> _What is needed_
Count how many lines of the data include the string "shown", then say that number and stop.

> _Records from a data source_
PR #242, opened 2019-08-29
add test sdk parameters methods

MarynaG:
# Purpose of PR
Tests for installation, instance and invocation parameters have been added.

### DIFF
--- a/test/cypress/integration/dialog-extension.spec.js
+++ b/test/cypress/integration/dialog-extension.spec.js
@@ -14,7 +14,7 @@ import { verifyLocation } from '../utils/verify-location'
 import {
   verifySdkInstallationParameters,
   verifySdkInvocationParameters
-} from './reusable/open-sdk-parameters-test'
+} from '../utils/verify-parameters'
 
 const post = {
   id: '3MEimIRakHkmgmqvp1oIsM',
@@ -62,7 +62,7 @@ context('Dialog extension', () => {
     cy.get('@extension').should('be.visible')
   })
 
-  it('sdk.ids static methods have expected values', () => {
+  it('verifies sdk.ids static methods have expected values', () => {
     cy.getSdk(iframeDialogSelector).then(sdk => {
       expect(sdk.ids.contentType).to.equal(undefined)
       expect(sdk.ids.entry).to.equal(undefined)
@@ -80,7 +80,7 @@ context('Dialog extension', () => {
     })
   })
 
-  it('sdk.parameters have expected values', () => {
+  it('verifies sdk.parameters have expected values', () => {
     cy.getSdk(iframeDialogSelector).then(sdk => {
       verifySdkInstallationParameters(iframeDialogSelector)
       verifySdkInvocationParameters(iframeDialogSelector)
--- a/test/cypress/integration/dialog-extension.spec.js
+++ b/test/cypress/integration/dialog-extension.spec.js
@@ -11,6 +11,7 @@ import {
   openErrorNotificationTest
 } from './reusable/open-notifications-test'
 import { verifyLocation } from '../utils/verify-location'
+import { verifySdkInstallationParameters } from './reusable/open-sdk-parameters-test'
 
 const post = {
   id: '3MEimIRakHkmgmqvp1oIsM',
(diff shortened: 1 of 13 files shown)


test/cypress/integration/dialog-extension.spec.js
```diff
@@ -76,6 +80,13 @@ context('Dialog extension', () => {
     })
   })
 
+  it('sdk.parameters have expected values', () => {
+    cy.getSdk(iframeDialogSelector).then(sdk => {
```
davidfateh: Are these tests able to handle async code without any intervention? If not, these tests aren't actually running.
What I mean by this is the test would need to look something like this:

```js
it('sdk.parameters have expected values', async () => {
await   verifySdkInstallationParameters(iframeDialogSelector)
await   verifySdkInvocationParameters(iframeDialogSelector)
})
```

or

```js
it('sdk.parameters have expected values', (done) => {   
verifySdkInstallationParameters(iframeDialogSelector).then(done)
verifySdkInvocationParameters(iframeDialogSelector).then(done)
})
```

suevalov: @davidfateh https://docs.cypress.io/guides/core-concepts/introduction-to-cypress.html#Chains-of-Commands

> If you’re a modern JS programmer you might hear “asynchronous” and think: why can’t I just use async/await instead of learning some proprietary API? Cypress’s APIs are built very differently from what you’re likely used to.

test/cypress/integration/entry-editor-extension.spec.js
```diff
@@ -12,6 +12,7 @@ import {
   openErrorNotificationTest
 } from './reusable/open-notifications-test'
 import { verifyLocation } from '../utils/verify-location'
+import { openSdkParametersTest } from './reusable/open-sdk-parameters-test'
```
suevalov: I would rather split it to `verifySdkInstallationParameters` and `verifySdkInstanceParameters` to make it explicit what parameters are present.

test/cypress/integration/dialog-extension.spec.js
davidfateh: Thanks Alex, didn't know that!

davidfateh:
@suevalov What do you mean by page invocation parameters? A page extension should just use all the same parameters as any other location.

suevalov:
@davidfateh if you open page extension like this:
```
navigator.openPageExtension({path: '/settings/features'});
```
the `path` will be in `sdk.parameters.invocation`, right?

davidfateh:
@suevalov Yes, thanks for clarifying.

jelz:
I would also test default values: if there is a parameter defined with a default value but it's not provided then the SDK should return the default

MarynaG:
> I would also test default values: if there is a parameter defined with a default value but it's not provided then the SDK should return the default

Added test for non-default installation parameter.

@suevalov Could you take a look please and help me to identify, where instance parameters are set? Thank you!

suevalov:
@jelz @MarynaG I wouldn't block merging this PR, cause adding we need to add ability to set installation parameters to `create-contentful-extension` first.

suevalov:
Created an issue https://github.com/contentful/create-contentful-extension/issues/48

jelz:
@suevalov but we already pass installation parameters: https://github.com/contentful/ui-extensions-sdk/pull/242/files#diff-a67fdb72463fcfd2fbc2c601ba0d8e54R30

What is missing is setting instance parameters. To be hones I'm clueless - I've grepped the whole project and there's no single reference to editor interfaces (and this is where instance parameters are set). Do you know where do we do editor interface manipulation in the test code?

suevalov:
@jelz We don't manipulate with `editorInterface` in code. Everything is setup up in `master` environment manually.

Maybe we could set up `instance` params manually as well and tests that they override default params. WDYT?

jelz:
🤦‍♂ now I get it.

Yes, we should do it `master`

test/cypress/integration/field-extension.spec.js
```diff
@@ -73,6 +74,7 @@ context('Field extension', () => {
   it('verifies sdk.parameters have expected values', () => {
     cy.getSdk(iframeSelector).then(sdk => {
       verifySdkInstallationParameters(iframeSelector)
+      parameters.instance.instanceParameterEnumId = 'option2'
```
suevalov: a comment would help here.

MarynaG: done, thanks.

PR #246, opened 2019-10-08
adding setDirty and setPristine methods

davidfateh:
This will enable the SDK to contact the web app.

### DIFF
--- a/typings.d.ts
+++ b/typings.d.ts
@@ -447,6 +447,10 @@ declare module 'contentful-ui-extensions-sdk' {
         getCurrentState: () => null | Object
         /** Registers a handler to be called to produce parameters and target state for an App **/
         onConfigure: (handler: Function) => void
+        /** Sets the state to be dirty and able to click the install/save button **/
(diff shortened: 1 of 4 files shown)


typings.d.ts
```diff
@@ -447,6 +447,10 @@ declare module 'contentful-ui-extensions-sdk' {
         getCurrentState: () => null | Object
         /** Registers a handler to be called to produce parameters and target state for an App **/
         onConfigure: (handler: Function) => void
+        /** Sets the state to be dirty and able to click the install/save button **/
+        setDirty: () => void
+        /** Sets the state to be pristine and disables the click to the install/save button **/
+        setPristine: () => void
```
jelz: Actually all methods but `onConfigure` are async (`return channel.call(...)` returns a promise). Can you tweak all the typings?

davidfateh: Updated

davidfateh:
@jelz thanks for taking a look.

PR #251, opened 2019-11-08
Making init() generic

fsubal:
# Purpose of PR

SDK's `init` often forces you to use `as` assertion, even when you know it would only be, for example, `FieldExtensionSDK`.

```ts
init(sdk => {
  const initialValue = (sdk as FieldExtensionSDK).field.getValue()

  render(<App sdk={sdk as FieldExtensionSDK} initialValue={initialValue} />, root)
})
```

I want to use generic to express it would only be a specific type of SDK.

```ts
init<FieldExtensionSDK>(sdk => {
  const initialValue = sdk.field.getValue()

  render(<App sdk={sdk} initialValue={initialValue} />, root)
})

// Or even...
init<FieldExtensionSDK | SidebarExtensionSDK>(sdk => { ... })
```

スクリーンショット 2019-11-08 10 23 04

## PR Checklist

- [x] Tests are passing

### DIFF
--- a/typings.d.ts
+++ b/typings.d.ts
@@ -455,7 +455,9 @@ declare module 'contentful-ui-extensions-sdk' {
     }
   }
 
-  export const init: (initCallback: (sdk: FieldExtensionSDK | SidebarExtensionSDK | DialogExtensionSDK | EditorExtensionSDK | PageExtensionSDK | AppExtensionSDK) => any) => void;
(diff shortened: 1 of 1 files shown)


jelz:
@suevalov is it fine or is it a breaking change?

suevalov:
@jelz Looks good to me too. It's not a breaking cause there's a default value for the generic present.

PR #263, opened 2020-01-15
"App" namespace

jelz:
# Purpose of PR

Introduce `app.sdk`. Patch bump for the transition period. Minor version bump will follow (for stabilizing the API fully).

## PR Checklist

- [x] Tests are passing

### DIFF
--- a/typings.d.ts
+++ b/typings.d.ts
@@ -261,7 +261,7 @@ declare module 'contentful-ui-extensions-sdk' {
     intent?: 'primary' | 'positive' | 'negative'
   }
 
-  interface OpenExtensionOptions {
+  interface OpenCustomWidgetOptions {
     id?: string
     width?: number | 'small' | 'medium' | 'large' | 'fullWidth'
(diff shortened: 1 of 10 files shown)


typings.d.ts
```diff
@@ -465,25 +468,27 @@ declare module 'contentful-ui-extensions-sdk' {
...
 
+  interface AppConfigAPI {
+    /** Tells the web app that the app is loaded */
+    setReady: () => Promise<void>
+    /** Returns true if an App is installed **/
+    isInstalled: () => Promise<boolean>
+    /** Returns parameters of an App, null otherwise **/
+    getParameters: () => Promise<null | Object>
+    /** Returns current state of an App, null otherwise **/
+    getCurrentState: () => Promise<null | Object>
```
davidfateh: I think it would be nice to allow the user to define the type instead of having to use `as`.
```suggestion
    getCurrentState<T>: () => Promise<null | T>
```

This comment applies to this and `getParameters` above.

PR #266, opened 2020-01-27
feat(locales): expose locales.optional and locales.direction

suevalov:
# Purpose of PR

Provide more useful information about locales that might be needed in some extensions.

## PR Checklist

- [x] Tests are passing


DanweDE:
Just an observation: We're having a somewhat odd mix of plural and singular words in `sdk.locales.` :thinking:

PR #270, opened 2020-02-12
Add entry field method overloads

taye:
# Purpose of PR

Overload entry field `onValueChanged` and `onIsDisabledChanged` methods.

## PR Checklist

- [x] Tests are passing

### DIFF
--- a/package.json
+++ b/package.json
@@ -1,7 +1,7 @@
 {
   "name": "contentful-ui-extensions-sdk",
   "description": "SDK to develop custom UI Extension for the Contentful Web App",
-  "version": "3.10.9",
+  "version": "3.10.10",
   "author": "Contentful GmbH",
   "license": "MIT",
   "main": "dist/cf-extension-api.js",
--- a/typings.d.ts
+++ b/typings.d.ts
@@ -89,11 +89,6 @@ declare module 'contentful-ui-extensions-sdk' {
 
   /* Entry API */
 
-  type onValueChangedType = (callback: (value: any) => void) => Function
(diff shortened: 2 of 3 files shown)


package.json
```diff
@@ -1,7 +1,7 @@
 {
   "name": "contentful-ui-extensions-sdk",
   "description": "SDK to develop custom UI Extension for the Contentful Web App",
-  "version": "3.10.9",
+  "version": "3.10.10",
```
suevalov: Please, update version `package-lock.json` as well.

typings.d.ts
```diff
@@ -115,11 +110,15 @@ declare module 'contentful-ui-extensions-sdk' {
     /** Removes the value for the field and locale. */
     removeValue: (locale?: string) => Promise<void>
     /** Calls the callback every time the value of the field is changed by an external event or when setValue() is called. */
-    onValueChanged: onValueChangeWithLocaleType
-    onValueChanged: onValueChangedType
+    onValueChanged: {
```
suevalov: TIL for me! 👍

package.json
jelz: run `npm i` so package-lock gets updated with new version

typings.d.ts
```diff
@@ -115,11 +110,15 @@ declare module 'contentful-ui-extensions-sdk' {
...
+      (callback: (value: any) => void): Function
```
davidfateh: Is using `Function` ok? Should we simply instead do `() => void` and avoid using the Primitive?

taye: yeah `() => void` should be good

> _Written solution_
5